🤖 AI Summary
This work addresses the limited inference-time performance gains in text-to-image generation, which traditionally rely on massive sampling and costly model retraining. We propose an inference-time scaling method that requires no model retraining. Its core innovation is the first integration of *in-context self-reflection* into diffusion Transformers (DiTs), enabling active, controllable, few-shot iterative refinement via multi-step in-context example learning, textual feedback encoding, and conditional regeneration—leveraging historical generations and defect feedback. Unlike passive best-of-N sampling, our approach supports adaptive optimization with minimal overhead and maintains compatibility with mainstream diffusion models (e.g., SANA). On the GenEval benchmark, it achieves a +0.19 relative improvement, attaining a new state-of-the-art score of 0.81 using only 20 samples per prompt—surpassing the best-of-N result from a 4.8B-parameter model using 2048 samples.
📝 Abstract
The predominant approach to advancing text-to-image generation has been training-time scaling, where larger models are trained on more data using greater computational resources. While effective, this approach is computationally expensive, leading to growing interest in inference-time scaling to improve performance. Currently, inference-time scaling for text-to-image diffusion models is largely limited to best-of-N sampling, where multiple images are generated per prompt and a selection model chooses the best output. Inspired by the recent success of reasoning models like DeepSeek-R1 in the language domain, we introduce an alternative to naive best-of-N sampling by equipping text-to-image Diffusion Transformers with in-context reflection capabilities. We propose Reflect-DiT, a method that enables Diffusion Transformers to refine their generations using in-context examples of previously generated images alongside textual feedback describing necessary improvements.

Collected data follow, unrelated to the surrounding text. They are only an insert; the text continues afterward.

PR #147, opened 2021-10-14
Fixes Remove Volunteer Functionality in Track Volunteer Page

### LINKED ISSUE #144: Remove Volunteer from event functionality not working.
**Issue**: 
There is an issue with using modules in javascript files. Functions from javascript files imported to HTML with type = "module" can not be accessed.
Screen Shot 2021-10-07 at 5 34 56 PM
 For instance, in trackVolunteers.js functions called _removeVolunteerFromEvent()_ and  _toggleVolunteersInputBox()_ can not be accessed. 

**Reproduction:** 
Navigate to _/event/7/track_volunteers_ try to delete one of the participants there. You will not be able to do so. If you open the console, you get an error called 
Screen Shot 2021-10-07 at 5 34 06 PM

**Notes**

You will notice that if you remove _module_ as the type, the functions can be executed but the search functionality breaks.

hmanalai:
* Fixes issue #144 
* Summary: The javascript was changed to a module that caused some function calls to break because they were no longer accessible through HTML. This PR fixes that issue by creating event listeners in the javascript file. It also fixes some querying issues in the python file that failed to retrieve user and event data.

### DIFF
--- a/app/controllers/admin/volunteers.py
+++ b/app/controllers/admin/volunteers.py
@@ -8,7 +8,7 @@ from app.models.user import User
 from app.models.eventParticipant import EventParticipant
 from app.logic.searchUsers import searchUsers
 from app.logic.volunteers import updateVolunteers, addVolunteerToEvent, getEventLengthInHours
-from app.logic.participants import trainedParticipants
+from app.logic.participants import trainedParticipants, getPresentParticipants
 from app.models.user import User
 from app.models.eventRsvp import EventRsvp
 
@@ -21,7 +21,6 @@ def getVolunteers(query):
 
 @admin_bp.route('/event/<eventID>/track_volunteers', methods=['GET'])
 def trackVolunteersPage(eventID):
-
     try:
         event = Event.get_by_id(eventID)
     except DoesNotExist as e:
@@ -34,30 +33,31 @@ def trackVolunteersPage(eventID):
     if not program:
         return "TODO: What do we do for no programs or multiple programs?"
 
-    attendedTraining = trainedParticipants(program)
+    trainedParticipantsList = trainedParticipants(program)
+    presentParticipants = getPresentParticipants(event)
+
     if not g.current_user.isCeltsAdmin:
         abort(403)
 
-    eventParticipantsData = (EventParticipant
+    eventRsvpData = (EventRsvp
         .select()
-        .where(EventParticipant.event==event))
-
-    eventRsvpUsers = (User
-        .select(User, EventRsvp)
-        .join(EventRsvp)
         .where(EventRsvp.event==event))
 
-    eventLengthInHours = getEventLengthInHours(event.timeStart, event.timeEnd,  event.startDate)
+    eventLengthInHours = getEventLengthInHours(
+        event.timeStart,
+        event.timeEnd,
+        event.startDate)
+
     isPastEvent = (datetime.now() >= datetime.combine(event.startDate, event.timeStart))
 
     return render_template("/events/trackVolunteers.html",
-                            eventParticipantsData=list(eventParticipantsData),
-                            eventRsvpUsers=eventRsvpUsers,
-                            eventLength=eventLengthInHours,
-                            program=program,
-                            event=event,
-                            isPastEvent=isPastEvent,
-                            attendedTraining=attendedTraining)
+        eventRsvpData=list(eventRsvpData),
+        presentParticipants=presentParticipants,
+        eventLength=eventLengthInHours,
+        program=program,
+        event=event,
+        isPastEvent=isPastEvent,
+        trainedParticipantsList=trainedParticipantsList)
 
 @admin_bp.route('/event/<eventID>/track_volunteers', methods=['POST'])
 def updateVolunteerTable(eventID):
--- a/app/controllers/admin/volunteers.py
+++ b/app/controllers/admin/volunteers.py
@@ -8,7 +8,7 @@ from app.models.user import User
 from app.models.eventParticipant import EventParticipant
 from app.logic.searchUsers import searchUsers
 from app.logic.volunteers import updateVolunteers, addVolunteerToEvent, getEventLengthInHours
-from app.logic.participants import trainedParticipants, getPresentParticipants
+from app.logic.participants import trainedParticipants, getEventParticipants
 from app.models.user import User
 from app.models.eventRsvp import EventRsvp
 
@@ -34,7 +34,7 @@ def trackVolunteersPage(eventID):
         return "TODO: What do we do for no programs or multiple programs?"
 
     trainedParticipantsList = trainedParticipants(program)
-    presentParticipants = getPresentParticipants(event)
+    eventParticipants = getEventParticipants(event)
 
     if not g.current_user.isCeltsAdmin:
         abort(403)
@@ -52,7 +52,7 @@ def trackVolunteersPage(eventID):
 
     return render_template("/events/trackVolunteers.html",
         eventRsvpData=list(eventRsvpData),
-        presentParticipants=presentParticipants,
+        eventParticipants=eventParticipants,
         eventLength=eventLengthInHours,
         program=program,
         event=event,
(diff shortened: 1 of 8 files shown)


app/controllers/admin/volunteers.py
```diff
@@ -87,12 +89,10 @@ def addVolunteer(volunteer, volunteerEventID, eventLengthInHours):
...
-
+    return jsonify({"Success": True}), 200
 
 @admin_bp.route('/removeVolunteerFromEvent/<user>/<eventID>', methods = ['POST'])
 def removeVolunteerFromEvent(user, eventID):
     (EventParticipant.delete().where(EventParticipant.user == user, EventParticipant.event == eventID)).execute()
-    flash("Volunteer successfully removed")
-    return "Volunteer successfully removed"
+    flash("Volunteer successfully removed", "success")
+    return jsonify({"Success": True}), 200
```
BrianRamsay: let's not do the `"Success" : True` thing if we're not actually checking the returned data for success or failure

app/logic/participants.py
```diff
@@ -82,3 +82,16 @@ def unattendedRequiredEvents(program, user):
...
+
+def getPresentParticipants(event):
+        presentParticipantsDict = {}
+        presentParticipants = (EventParticipant
+            .select()
+            .where(EventParticipant.event==event)
+            .filter(EventParticipant.attended==1))
+
+        for participant in presentParticipants:
+            presentParticipantsDict[participant.user.username] = participant.hoursEarned
```
BrianRamsay: You don't need to change it if you don't want to since the current code is clear, but you could replace everything but the query in this function with a dictionary comprehension: `return {p.user.username: p.hoursEarned for p in presentParticipants}`

BrianRamsay (changes requested):
I don't see a test for getPresentParticipants

app/controllers/admin/volunteers.py
```diff
@@ -67,32 +72,27 @@ def updateVolunteerTable(eventID):
...
-def addVolunteer(volunteer, volunteerEventID, eventLengthInHours):
-    volunteer = volunteer.strip("()")
-    username = volunteer.split('(')[-1]
-    user = User.get(User.username == username)
-    succesfullyAddedVolunteer = addVolunteerToEvent(user, volunteerEventID, eventLengthInHours)
+@admin_bp.route('/addVolunteerToEvent/<volunteer>/<eventId>', methods = ['POST'])
+def addVolunteer(volunteer, eventId):
+    username = volunteer.strip("()").split('(')[-1]
+    user = User.get(User.username==username)
+    succesfullyAddedVolunteer = addVolunteerToEvent(user, eventId)
```
BrianRamsay: `succesfullyAddedVolunteer` is spelled incorrectly

app/logic/volunteers.py
```diff
@@ -19,45 +21,67 @@ def getEventLengthInHours(startTime, endTime, eventDate):
...
-                    if participantData['checkbox_'+ username] == "on": #if the user is marked as present
-                        (EventParticipant.update({EventParticipant.hoursEarned: float(participantData['inputHours_'+ username]),EventParticipant.attended: True}).where(EventParticipant.event == participantData['event'],
-                                                 EventParticipant.user == participantData[f'username{user}'])).execute()
-
+                    if participantData[f'checkbox_{username}']: #if the user is marked as present
+                        hoursEarned = float(participantData['inputHours_'+ username])
+                        if eventParticipant:
+                            ((EventParticipant
+                                .update({
+                                    EventParticipant.hoursEarned: hoursEarned})
```
BrianRamsay: Where to line-break is often a personal preference thing, but I think this one makes it harder to read. I'd keep the dictionary all on one line, since there is only one key:value pair

app/logic/volunteers.py
```diff
@@ -19,45 +21,67 @@ def getEventLengthInHours(startTime, endTime, eventDate):
...
+                                hoursEarned=0))
             else:
                 return False
         else:
             break
     return True
 
 
-def addVolunteerToEvent(user, volunteerEventID, eventLengthInHours):
+def addVolunteerToEvent(user, volunteerEventID):
```
BrianRamsay: We should clarify this method name now that the semantics have changed. It's not clear from the name whether it is messing with participant or rsvp

BrianRamsay: Also, it seems like this change should have broken a test, but there isn't a corresponding test change. If it's missing a test, you should add it.

app/logic/volunteers.py
```diff
@@ -19,45 +21,67 @@ def getEventLengthInHours(startTime, endTime, eventDate):
 
 def updateVolunteers(participantData):
```
BrianRamsay: This method should definitely have a test.

BrianRamsay (changes requested):

tests/code/test_volunteers.py
```diff
@@ -45,47 +46,49 @@ def test_getEventLengthInHours():
 
 
 @pytest.mark.integration
-def test_addVolunteerToEvent():
+def test_addVolunteerToEventRsvp():
```
BrianRamsay, line 49: This test and `test_updateEventParticipants` both test the return value of the function, but don't actually check that the function did what it was supposed to do. Each one should have a check to confirm that the record is properly in the database when the function returns true.

BrianRamsay (changes requested):

BrianRamsay:
Also, there is a conflicted file to resolve.

tests/code/test_volunteers.py
hmanalai: I wanted to ask about this and whether we should change the asserts. Thanks! we will make the change

hmanalai:
@BrianRamsay We updated the PR with the new changes. It is ready to merge. 
I also wanted to note that, in this PR we have left the `attended` column in the `EventParticipant` table deleting it required modifying other files and the PR would become bigger than we wanted. 

We are creating a new issue for that and will put in a separate PR.

app/logic/volunteers.py
```diff
@@ -17,47 +19,61 @@ def getEventLengthInHours(startTime, endTime, eventDate):
...
+def updateEventParticipants(participantData):
     """
-    updates the events participant table with data from the track Volunteer webpage
+    Create new entry in event participant table if user does not exist. Otherwise, updates the record.
 
     param: participantData- a dictionary that contains data from every row of the page along with the associated username.
     """
-
+    event = Event.get_or_none(Event.id==participantData['event'])
+    eventId = participantData['event']
```
BrianRamsay: I would clean up your usage of the passed in event. 

You get the event object on line 28, but don't check that it is valid. You should validate that the event exists (aborting with the appropriate error), and then once it is valid use it everywhere you need an id, which would mean using `event.id` everywhere in this function in place of `eventId` and `participantData['event']`.

The general principle here is that it is better to use your own cleaned or validated or processed data than direct user input, so once you've gone through the trouble of getting the event object you might as well use it everywhere. It isolates the form field name as well, so you only reference the 'event' in the form once.

BrianRamsay (changes requested):
One other thing that I noticed.

app/logic/volunteers.py
```diff
@@ -17,47 +19,64 @@ def getEventLengthInHours(startTime, endTime, eventDate):
...
+def updateEventParticipants(participantData):
     """
-    updates the events participant table with data from the track Volunteer webpage
+    Create new entry in event participant table if user does not exist. Otherwise, updates the record.
 
     param: participantData- a dictionary that contains data from every row of the page along with the associated username.
     """
+    event = Event.get_or_none(Event.id==participantData['event'])
+    if not event:
+        raise Exception("Event does not exist.") # ???
```
hmanalai, line 30: I wasn't sure what error I should raise, so I did this. Do u have another suggestion @BrianRamsay ?

app/logic/volunteers.py
hmanalai: Made these changes.

app/logic/volunteers.py
BrianRamsay: I think that's fine. There are a few different ways to get to a 500 error, and this is one of them

BrianRamsay (approved):

BrianRamsay:
Looks good!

Instead of passively relying on random sampling and hoping for a better result in a future generation, Reflect-DiT explicitly tailors its generations to address specific aspects requiring enhancement. Experimental results demonstrate that Reflect-DiT improves performance on the GenEval benchmark (+0.19) using SANA-1.0-1.6B as a base model. Additionally, it achieves a new state-of-the-art score of 0.81 on GenEval while generating only 20 samples per prompt, surpassing the previous best score of 0.80, which was obtained using a significantly larger model (SANA-1.5-4.8B) with 2048 samples under the best-of-N approach.